On a warm Autumn day in near perfect weather, three icons of yesteryear took to the stage at Botanic Park in a show for all the ages. With Lionel Ritchie taking top billing, Leo Sayer and the magnificent Chic, led by one popular music’s most underrated and influential talents, Nile Rodgers, more than held their own in an enthralling evening.
Leo Sayer still knows how to belt out a tune. His backing singer rounded out and softened the sound of Sayer’s slightly sharper voice and resulting harmonies were perfectly mixed. A fantastic pianist and the occasional switch to acoustic guitar added a bit if variety over the standard rhythm section. Sayer’s mega hit You Make Me Feel Like Dancing with the brilliant chorus hook and the thick harmony was easily the standout of his set and one of the best moments all night. The extended version and the call and answer was a nice touch.

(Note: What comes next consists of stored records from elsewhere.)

PR #20002, opened 2023-07-04
CPM-1154: Add withNumber prop to ProgressIndicator

cemorin:

image

- [ ] Tests
- [ ] Migration & Installer
- [ ] PM Validation (Story)
- [ ] Tech Doc


antoinearrive (approved):

StevenVAIDIE (commented):
In my opinion there is not sense to have this variation, the designer should decide if we always want to have number or no.

cemorin:
> In my opinion there is not sense to have this variation, the designer should decide if we always want to have number or no.

I'll ask :+1:

front-packages/akeneo-design-system/src/components/ProgressIndicator/ProgressIndicator.tsx
```diff
@@ -80,11 +91,12 @@ type StepProps = Override<
      * The label of the step.
      */
     children?: ReactNode;
+    index?: number;
```
StevenVAIDIE, line 94: In order to be explicit about the fact that this props is calculated
```suggestion
    /**
     * @private
     */
    index?: number;
```

StevenVAIDIE (approved):
A lot more better like this ! 

Strange that the visual test pass even if the style have changed but anyway

Beninho (approved):

pierallard (approved):

PR #20012, opened 2023-07-06
SAAS-882 Allow using non default auth in-memory cache implementation …

gmagniez:
### Allow using non default auth in-memory cache implementation for GooglePubSub client.

Will allow adding for exemple an APCu cache to share the access_tokens between FPM processes when using short-lived credentials.

- [ ] Tests
- [ ] Migration & Installer
- [ ] PM Validation (Story)
- [ ] Tech Doc

### DIFF
--- a/composer.json
+++ b/composer.json
@@ -108,6 +108,7 @@
         "openspout/openspout": "^4.9.0",
         "opis/json-schema": "^2.3",
         "phpseclib/phpseclib": "^3.0",
+        "psr/cache": "^1.0.0",
         "psr/event-dispatcher": "^1.0.0",
         "ramsey/uuid": "4.7.1",
         "ramsey/uuid-doctrine": "^1.8",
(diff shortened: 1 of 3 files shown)


nestorAkeneo:

src/Akeneo/Tool/Bundle/MessengerBundle/Transport/GooglePubSub/PubSubClientFactory.php
```diff
@@ -14,21 +15,20 @@
...
+    private array $baseConfig = [];
 
-    public function __construct(string $keyFilePath)
+    public function __construct(string $keyFilePath = null, CacheItemPoolInterface $authCache = null)
     {
         if (!empty($keyFilePath)) {
-            $this->keyFilePath = $keyFilePath;
+            $this->baseConfig['keyFilePath'] = $keyFilePath;
+        }
+        if (!is_null($authCache)) {
```
ahocquard, line 25:
```
$authCache !== null
```

`is_null` is barely used in PHP world (even if it probably compiles the same way as an instruction instead of a function call)

composer.json
```diff
@@ -108,6 +108,7 @@
         "openspout/openspout": "^4.9.0",
         "opis/json-schema": "^2.3",
         "phpseclib/phpseclib": "^3.0",
+        "psr/cache": "^1.0.0",
```
ahocquard, line 111: `composer.lock` should have a change

gmagniez: I've upgraded the dependency to 2.0.0 version as it was already pulled by another package and regenerated the composer.lock

PR #20026, opened 2023-07-07
CPM-1066: Identifier attribute creation: scopable, localizable and unique fields are readonly

mmetayer:
Before:

before

After:

fixed


antoinearrive (approved):

Beninho (approved):

mmetayer:
Does not work, as configurations are merged instead of being overridden

PR #20059, opened 2023-07-12
CPM-1153: Add disabled prop to Tile component

cemorin:

image

- [ ] Tests
- [ ] Migration & Installer
- [ ] PM Validation (Story)
- [ ] Tech Doc


front-packages/akeneo-design-system/src/components/Tiles/Tiles.unit.tsx
```diff
@@ -4,13 +4,19 @@ import {render, screen, fireEvent} from '../../storybook/test-util';
 import {AssetCollectionIcon} from '../../icons';
 
 test('it renders tile correctly', () => {
```
StevenVAIDIE, line 6:
```suggestion
test('it trigger onClick when title is clicked', () => {
```

antoinearrive (approved):

front-packages/akeneo-design-system/src/components/Tiles/Tiles.tsx
```diff
@@ -58,12 +59,22 @@ const TileContainer = styled.div<
           border: 1px solid ${getColor('grey', 80)};
         `}
   &:hover {
```
StevenVAIDIE, line 61: In my opinion more easier to understand that all css hover style is applied only when is not disabled instead of saying which css style is applied on hover when disabled (we agree it totally do the same things)
 
```suggestion
    ${({disabled}) =>
      !disabled &&
      css`
        &:hover {
          border: 2px solid ${getColor('blue', 100)};
          color: ${getColor('blue', 100)};
          margin: 0;
          background: ${getColor('blue', 10)};
        }
      `}
  }
```

StevenVAIDIE (approved):
:+1:

Beninho (approved):

PR #20068, opened 2023-07-13
Avoid hydrating entities when counting from ES cursors

phaseinducer:
**Orignal issue**
When trying to count products for a Supplier Portal use case, we noticed that the product repo injected in ES cursors is called to hydrate found entities even just for counting.
In EE, the repo is decorated and also [applies permissions by side effect](https://github.com/akeneo/pim-enterprise-dev/blob/master/src/Akeneo/Pim/Permission/Bundle/Persistence/ORM/EntityWithValue/ProductRepository.php#L248).

**Why it's useless**
- Permissions are [already applied in the ES query by the PQB](https://github.com/akeneo/pim-enterprise-dev/blob/master/src/Akeneo/Pim/Permission/Bundle/Persistence/ORM/EntityWithValue/ProductQueryBuilderFactory.php#L68-L70).
- Other operations done when calling `rewind()` from `count()` concern only pagination and sorting, which are irrelevant when counting.

**Proposed solution**
Stop relying on the call to `rewind()` to populate the count result by a very hidden and implicit side effect (3 nested method calls needed), and dedicate a call to the ES client for counting.

Bonus: counting entities should be more efficient.

### DIFF
--- a/src/Akeneo/Pim/Enrichment/Bundle/Elasticsearch/AbstractCursor.php
+++ b/src/Akeneo/Pim/Enrichment/Bundle/Elasticsearch/AbstractCursor.php
@@ -23,6 +23,7 @@ abstract class AbstractCursor implements CursorInterface
     protected Client $esClient;
     protected ProductRepositoryInterface $productRepository;
     protected ProductModelRepositoryInterface $productModelRepository;
+    protected array $esQuery;
     protected ?array $items = null;
     protected ?int $count = null;
     protected int $position = 0;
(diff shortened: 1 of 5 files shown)


src/Akeneo/Pim/Enrichment/Bundle/Elasticsearch/AbstractCursor.php
```diff
@@ -68,8 +69,11 @@ public function valid(): bool
      */
     public function count(): int
     {
-        if (null === $this->items) {
-            $this->rewind();
+        if (null === $this->count) {
+            $esQuery = $this->esQuery + ['track_total_hits' => true];
```
mmetayer, line 73:
```suggestion
            $esQuery = \array_replace($this->esQuery, ['track_total_hits' => true]);
```
(in case `track_total_hits` is already set to `false`, though it's very unlikely)

mmetayer (approved):

PR #20099, opened 2023-07-20
CPM-1080: Forbid deletion of main identifier (front)

pierallard:
image (5)


src/Akeneo/Platform/Bundle/UIBundle/Resources/public/js/attribute/form/delete/DeleteModal.tsx
```diff
@@ -19,6 +21,17 @@ const Highlight = styled.span`
   font-weight: bold;
 `;
 
+const useMainIdentifierCode = () => {
```
cemorin, line 24: Just a suggestion, we're starting to use it at several places.
It could be useful to have it in a dedicated file (using react-hook maybe?)

cemorin (approved):

src/Akeneo/Platform/Bundle/UIBundle/Resources/public/js/attribute/form/delete/DeleteModal.tsx
pierallard: Answered IRL

PR #20289, opened 2023-09-26
PIM-11200: Fix versinoning on table attributes

pierallard:
# How to reproduce

How to reproduce the bug
- Create a product with a table attribute
- Save a table value in this product, with the order coming from the UI (still the same)
- Update this product table value through API, by changing the column order
- Update this product again in any other value
- A new version is created, including the table value

# The issue

The issue comes from the VersionBuilder. This VersionBuilder creates "changeset" (the changes of the new product regarding the previous version of the product.
For each value, we compare strings to strings (for attributes and properties). If `old !== new`, then the value is considered as updated.
As the string `"[{a: "a", b:"b"}]"` differs from `"[{b:"b", a: "a"}]"`, a new version is created.

# The fix

We use 
- `\json_decode` to decode the string. If the string was previously a string, no changed are made. In the case of a table attribute, it will create an array of associative arrays.
- We use `!=` instead of `!==`. Indeed, with triple equals, 2 arrays are not the same if the key order is not the same. With double equals, the key order is not important.

### DIFF
--- a/src/Akeneo/Tool/Bundle/VersioningBundle/Builder/VersionBuilder.php
+++ b/src/Akeneo/Tool/Bundle/VersioningBundle/Builder/VersionBuilder.php
@@ -184,8 +184,14 @@ class VersionBuilder
 
     private function hasValueChanged($old, $new): bool
     {
-        if (null !== $hasChanged = $this->hasLegacyDateChanged($old, $new)) {
-            return $hasChanged;
+        $hasLegacyDateChanged = $this->hasLegacyDateChanged($old, $new);
+        if (null !== $hasLegacyDateChanged) {
+            return $hasLegacyDateChanged;
+        }
+
+        $hasTableAttributeChanged = $this->hasTableAttributeChanged($old, $new);
+        if (null !== $hasTableAttributeChanged) {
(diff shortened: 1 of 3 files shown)


src/Akeneo/Tool/Bundle/VersioningBundle/Builder/VersionBuilder.php
```diff
@@ -184,11 +184,12 @@ function ($item) {
...
     private function hasValueChanged($old, $new): bool
     {
-        if (null !== $hasChanged = $this->hasLegacyDateChanged($old, $new)) {
+        $hasChanged = $this->hasLegacyDateChanged($old, $new);
+        if (null !== $hasChanged) {
             return $hasChanged;
         }
 
-        return $old !== $new;
+        return \json_decode($old, true) != \json_decode($new, true);
```
mmetayer, line 192:
```bash
php > var_dump(json_decode('', true) == json_decode('0', true));
bool(true)
```
:/

mmetayer (approved):

Beninho (approved):

mmetayer:
Don't forget the CHANGELOG :slightly_smiling_face:

PR #386, opened 2018-01-10
Pack strategy reduces node count.

ryanlovett:


yuvipanda:
Interesting. I guess it depends on what resources you are talking about! It increases utilization of specific nodes (since there are more pods on them than spread out), but when used with an autoscaler it decreases overall 'resource' (money? node count?). Not sure how to properly phrase it... /cc @choldgraf

ryanlovett:
Ah, right. I thought it was a typo but now see what you were getting at. Maybe something like:

"This increases the number of nodes that may be freed up by an autoscaler."

But I defer to you two.

choldgraf:
I like Ryan's description!

yuvipanda:
I was trying to figure out why CI was failing. It looks like it's because:

1. Ryan is using a branch in this repo rather than his fork
2. We are running branch and PR tests both. We only want PR tests normally, branch tests should be restricted to master.

I'll make a PR for (2)

yuvipanda:
https://github.com/jupyterhub/zero-to-jupyterhub-k8s/pull/388 should fix it.

ryanlovett:
Sorry! Will fork next time. I used the Edit > "Create branch and make PR" process.

yuvipanda:
@choldgraf your comment was unclear, do you want to merge this as is?

PR #394, opened 2018-01-12
Setup a pdb for hub and proxy

### LINKED ISSUE #390: Create Pod Disruption Policies for Hub and Proxy by default
https://kubernetes.io/docs/tasks/run-application/configure-pdb/ allow us to say that hub and proxy pods should be left alone as much as possible. We should do so by default!

yuvipanda:
This provides a hint to autoscalers that nodes with these
services running should be considered last for scaling down. This
helps keep them from being disrupted unless needed.

Fixes #390


stefansedich:
@yuvipanda the PDB basically makes it impossible to drain nodes when performing node upgrades in an automated way, does it make sense that it is the default?

PR #396, opened 2018-01-12
move image requirements to requirements.txt

minrk:
makes it easier for bots and such to track out-of-date dependencies. This will let us inspect the requirements of our image with tools like requires.io or libraries.io. Still investigating what the best options are. It looks like libraries.io monitors dependencies, but can only do email notification. Requires.io appears to be able to attempt automatic pull requests like greenkeeper.


yuvipanda:
+1 to merging after! We might also want to use a frozen file? Or maybe use pipenv which supports locks?

PR #397, opened 2018-01-12
Move get_config and get_secret into a z2jh module

### LINKED ISSUE #374: extraConfigMap - get_config takes 0 positional arguments
[it sais in the docs](https://github.com/jupyterhub/zero-to-jupyterhub-k8s/blob/master/doc/source/advanced.md#hubextraconfigmap) I should be able to use the `get_config` function (defined in jupyterhub_config.py) within hub.extraConfig, but when I do, an error is thrown saying: `TypeError: get_config() takes 0 positional arguments but 1 was given`

I currently workaround this by copying the `get_config` definition from `jupyterhub_config.py` into `hub.extraConfig`.

---

__An excerpt from my `values.yaml`__

```yaml
    extraConfig: |
      # Useful functions duplicated from z2jh/images/hub/jupyterhub_config.py
      # See https://github.com/jupyterhub/zero-to-jupyterhub-k8s/issues/374
      # -----------------------------------------------------------------------
      import os
      import yaml

      def get_config(key, default=None):
          """
          Find a config item of a given name & return it

          Parses everything as YAML, so lists and dicts are available too
          """
          path = os.path.join('/etc/jupyterhub/config', key)
          try:
              with open(path) as f:
                  data = yaml.safe_load(f)
                  return data
          except FileNotFoundError:
              return default

      def get_secret(key, default=None):
          """Get a secret from /etc/jupyterhub/secret"""
          path = os.path.join('/etc/jupyterhub/secret', key)
          try:
              with open(path) as f:
                  return f.read().strip()
          except FileNotFoundError:
              return default
      # -----------------------------------------------------------------------
```

yuvipanda:
This serves multiple purposes:

- Allows subconfigs loaded via hub.extraConfig to use get_config
  and get_secret
- Stops overloading the `get_config` method that is injected in
  config files by traitlets

Fixes #374


images/hub/z2jh/__init__.py
```diff
@@ -0,0 +1,31 @@
+"""
```
minrk: This can be `z2jh.py`. No need for a directory when a module is one file. In general, nontrivial code in `__init__` is good to avoid.

yuvipanda: Done

images/hub/Dockerfile
```diff
@@ -36,6 +36,9 @@ RUN pip3 install --no-cache-dir \
          -r /tmp/requirements.txt
 
 ADD jupyterhub_config.py /srv/jupyterhub_config.py
+
+# FIXME: Just adding this to current dir doesn't seem to work
```
minrk: Current directory is only on PATH when doing `python -i` or other such interactive things. CWD is not normally on PYTHONPATH when launching programs. Putting it here would work if we had:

I Can’t Stop Loving You was another beautiful moment which came across magnificently live, while One Man Band and Moonlighting also stood out in the set.
Sayer’s bright red Hawaiian over-shirt against an all white ensemble was definitely a good choice for a big outdoor concert in front of thousands. That signature afro has obviously been very well maintained over the last few decades. And a good thing too.
Perhaps, for many, the most anticipating part of the night wasn’t the headline act. Nile Rodgers has been one of the most influential musicians in pop music history, although not necessarily known to all. However, his role in shaping hits for Madonna, INXS and Bowie was instrumental and it was only fitting that Chic played tribute to all of the afore-mentioned acts. The cover of Rodger’s collaboration with Daft Punk, the huge hit Get Lucky went down a treat, particularly after he revealed it came about after a bout of cancer. Chic’s live act is arguably one of the greatest on the planet in the wider popular music world, let alone in the disco realm. With two amazing soul singers with huge vocal ranges, an unbelievable bass player, drummer and above all, Rodgers’ signature percussive funk style guitar playing, the show was one for the ages.
Rodgers made sure the show was one to remember, urging the crowd to get involved, bringing people on stage and taking to the stage prior to the show, telling people that they would basically roll through the hits due to time constraints.This sort of commitment to putting on a great live show and audience management is reflective of a deep commitment to making sure a show leaves an impression… and boy did it ever. With hit after hit after hit from Le Freak, Good Times, I Wan’t Your Love and Everybody Dance, these are songs that are made for live performance and more importantly, for dancing. With such an incredible band playing songs designed to sound great and get people moving, it was little wonder this was one of the shows of the year, let alone one of the greatest performances that many in the audience will have ever experienced. If Chic ever does tour again, we urge anyone with a love of good dance music, funk, disco or even house music to go see this historically significant band, or at the very least do some research and run through their back catalogue.
With the huge lighting show and the epic production, Lionel Ritchie’s huge live entertainment spectacle perhaps was greater than the actual performance. The band certainly couldn’t be flawed with a great lead guitarist, bassist and singing multi-instrumentalist. Ritchie’s voice for much of the set, however, just didn’t carry the punch that perhaps it once did. With a lot of vocal strain, the richness of his vocals, paled compared to those of Chic’s singers and to a certain degree, even Leo Sayer. Still, much of Richie’s appeal, is his charisma and above all, the power of his compositions and neither of those could be in any doubt. His well honed live persona is something that certain American acts have a knack for, having rehearsing lines to thousands year in year out and it definitely showed.
Say You Say Me was yet another classic that was one of, of not the biggest highlight of the set, with the perfect sound mix. Three Times a Lady was a sentimental favourite which slowed down the pace but brought the emotion into the show. Commodores classic Brick House, with its funk edge and the sweetly romantic Three Times A Lady worked well on the big stage. The 70’s visuals for the former looked fantastic too. Predictably, Hello, sounded huge live and the audience revelling in the presence of an icon, lapped it up. It has to be said, Ritchie does ballads much better than the higher energy funk songs which don’t showcase best of his voice. Dancing On The Ceiling was the highlight of the night though, with the super catchy chorus while and All Night Long was, as expected, a great live performance.
With a mix of his signature big ballads, iconic pop hits and more danceable numbers, Lionel Ritchie put on a huge arena show which was, for the most part, pretty flawless. But if we’re honest, the night belonged to Nile Rogers and Chic.